L’elemento positivo è che almeno questo conto è risolto, senza che lo Stato, che garantiva i 6 miliardi, debba rimetterci altri soldi. Quello meno positivo è che quell’onere ha di fatto monopolizzato i recuperi, rendendo impossibile soddisfare i creditori. «Siamo accusati di aver venduto a un euro, ma non è così: lo abbiamo fatto a -3,3 miliardi, differenza che siamo riusciti a recuperare», ha detto il commissario Giustino Di Cecco ai senatori. La beffa è doppia, per chi si era già visto bloccare, con il decreto di liquidazione, la possibilità di dirottare su Intesa le pretese sulle azioni azzerate, ed era stato rinviato alla liquidazione; ma anche lì i fondi non ci sono.
Non è l’unico punto debole. Se è pacifico che i chirografi non vedranno un euro, la questione che si apre è se le due liquidazioni abbiano ancora patrimoni sufficienti da liquidare per coprire il secondo blocco di 5,6 miliardi di euro da restituire: i 4,7 allo Stato, quelli versati a Intesa al momento della liquidazione, come capitale e oneri di ristrutturazione, e i prestiti per 960 milioni, da ripagare, sempre a Intesa, che avevano regolato il conto con la banca dei prestiti acquisiti prima della liquidazione, e rivelatisi poi deteriorati, e restituiti ai commissari. Prestiti garantiti dallo Stato. Il rischio è che lo Stato si veda restituire solo parte dei fondi e debba magari rifondere Intesa. «È evidente che non reputiamo di avere attivo sufficiente per pagare tutti questi crediti e poi anche i chirografi», ha detto, nel caso di Vicenza, sempre Di Cecco in Senato.

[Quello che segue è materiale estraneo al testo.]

Issue #300, opened 2020-05-01
Add Site Admin role


jasonleenaylor:
Currently there is no way to delete users or projects.
We need to add a new role for site administrators and then add endpoints for deleting users and projects which are restricted to that role.
Then we need to add a Site Settings page available to site administrators which will provide the interface to access the delete project and delete user endpoints.

johnthagen:
This role currently exists, but is simply unused:

https://github.com/sillsdev/TheCombine/blob/177fea2ab7fdc23d4f15c5de702dc6cd464745d7/Backend/Models/UserRole.cs#L90

Will use that for the basis of the new endpoints.

johnthagen:
@jasonleenaylor 

> We need to add a new role for site administrators and then add endpoints for deleting users and projects which are restricted to that role.

Should Project Admins be able to delete projects they create?

https://github.com/sillsdev/TheCombine/blob/177fea2ab7fdc23d4f15c5de702dc6cd464745d7/Backend/Models/UserRole.cs#L92-L93

johnthagen:
Actually, using `Permission.DatabaseAdmin` is a little strange since `UserRole.Permissions` is designed for permissions a user has towards a *project*. `User.IsAdmin` seems more appropriate:

https://github.com/sillsdev/TheCombine/blob/177fea2ab7fdc23d4f15c5de702dc6cd464745d7/Backend/Models/User.cs#L57

johnthagen:
Many of these endpoints exist, but are wrapped in `#if DEBUG` blocks, presumably because this functionality hadn't been completed.

PR #303, opened 2020-05-01
Site Admin Endpoints

### LINKED ISSUE #297: Refactor "magic values" in Controller IsProjectAuthorized Calls
There any many calls similar to in `Controllers`:

- https://github.com/sillsdev/TheCombine/blob/8f56dd4adbe05c025916a1f601a53db81a5b05d1/Backend/Controllers/FrontierController.cs#L32
- https://github.com/sillsdev/TheCombine/blob/8f56dd4adbe05c025916a1f601a53db81a5b05d1/Backend/Controllers/LiftController.cs#L44

But it's not clear what these magic strings are. Ideally they should be replaced with an `enum`, if possible.

### LINKED ISSUE #306: seedAdmin.bat script does not store password correctly
After running `seedAdmin.bat` not that it puts the default admin password in as a string, rather than hashing it, which results in it not being able to be used when logging into the app.

image

Relates to #305

johnthagen:
Backend portion for #300
Closes #297 
Closes #306 

- Enable `User` DELETE endpoints
- Enable `Project` DELETE all endpoint
- Create `setAdminUser.bat` script to set users as database admins

---
This change is [Reviewable](https://reviewable.io/reviews/sillsdev/thecombine/303)

### DIFF
--- a/.gitignore
+++ b/.gitignore
@@ -1,18 +1,18 @@
 # See https://help.github.com/articles/ignoring-files/ for more about ignoring files.
 
-# dependencies
+# Dependencies
 /node_modules
 /.pnp
 .pnp.js
 
-# testing
+# Testing
 /coverage
 /Backend.Tests/coverage.json
 
-# production
+# Production
 /build
 
-# misc
+# Misc
 .DS_Store
 .env.local
 .env.development.local
@@ -27,7 +27,7 @@ yarn-error.log*
 # Visual Studio
 .vs/*
 
-#Backend
+# Backend
 Backend/.vs/**/*
 Backend/bin
 Backend/obj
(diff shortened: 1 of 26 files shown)


jasonleenaylor:
___
*[Backend/Services/PermissionService.cs, line 52 at r1](https://reviewable.io/reviews/sillsdev/thecombine/303#-M6Xccld1dkZUDqouFFU:-M6Xccld1dkZUDqouFFV:b4woros) ([raw file](https://github.com/sillsdev/thecombine/blob/177fea2ab7fdc23d4f15c5de702dc6cd464745d7/Backend/Services/PermissionService.cs#L52)):*
> ```Smalltalk
>         }
> 
>         public bool IsProjectAuthorized(string value, HttpContext request)
> ```

FYI, we ran into some trouble with getting the Enum to round trip successfully so we fell back to this in order to get something shipped. So watch for trouble with that. I was pretty sure that there should be a solution but our first attempts didn't work.

johnthagen:
> FYI, we ran into some trouble with getting the Enum to round trip successfully so we fell back to this in order to get something shipped. So watch for trouble with that. I was pretty sure that there should be a solution but our first attempts didn't work.

Understood, will look out for this. For now, the changes are only internal to the backend (everything is still serialized as `int`s). I was just trying to make the internal API's more type-safe.

PR #2686, opened 2021-11-07
Move AudioSeCache handling to Game_System.

### LINKED ISSUE #2582: VFS: Sounds are opened even when they are cached
Just noticed a minor performance regression (at least on devices where file opening is slow):

Before the VFS branch no file handle was opened when "SeCache" had a cache hit. This doesn't work anymore because a stream is passed in into the Audio handler (wasn't possible otherwise because RTP and Game have different VFS).

In case of a cache hit the file is opened, cache hit, closed. Kinda useless.

Can be likely fixed by moving the cache handling from Audio Generic to Game_System...

Ghabry:
Fixes a performance regression (unnecessary opening of file handles)

Fix #2582

### DIFF
--- a/src/audio.h
+++ b/src/audio.h
@@ -21,6 +21,7 @@
 // Headers
 #include <string>
 #include "filesystem_stream.h"
+#include "audio_secache.h"
 
 /**
  * Base Audio class.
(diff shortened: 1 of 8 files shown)


Ghabry:
This is ready now. Shouldn't break anything (famous last words) but in general the caching was just moved one frame higher in the callstack.

Still recommend testing ;)

fdelapena (approved):

Ghabry:
No feedback on this for 2 weeks so imo good to merge?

Sommando le voci elencate sin qui, si ottiene il conto da 17,6 miliardi. Ancora una volta provvisorio, in realtà, e che potrebbe essere più alto. I 5,6 miliardi chiesti dai creditori s’incrociano con le operazioni di ristoro. La prima è l’opt, la transazione delle due banche, che aveva pagato nel 2017 a oltre 121 mila soci 441 milioni. Era il 15% di un danno stimabile in 2,9 miliardi. La seconda è il Fondo indennizzo risparmiatori, che ha pagato (anche con un altro 25% a chi aveva fatto l’opt) ristori per 1.048 milioni a oltre 86 mila soci di Bpvi e Veneto Banca; il 40% di un danno da 2,6 miliardi. Ma è difficile sommare le tre cifre, non sapendo l’importo dei danni che si sovrappongono, e quindi da eliminare. Almeno ai soci delle venete liquidate sono giunti ristori per quasi 1,5 miliardi.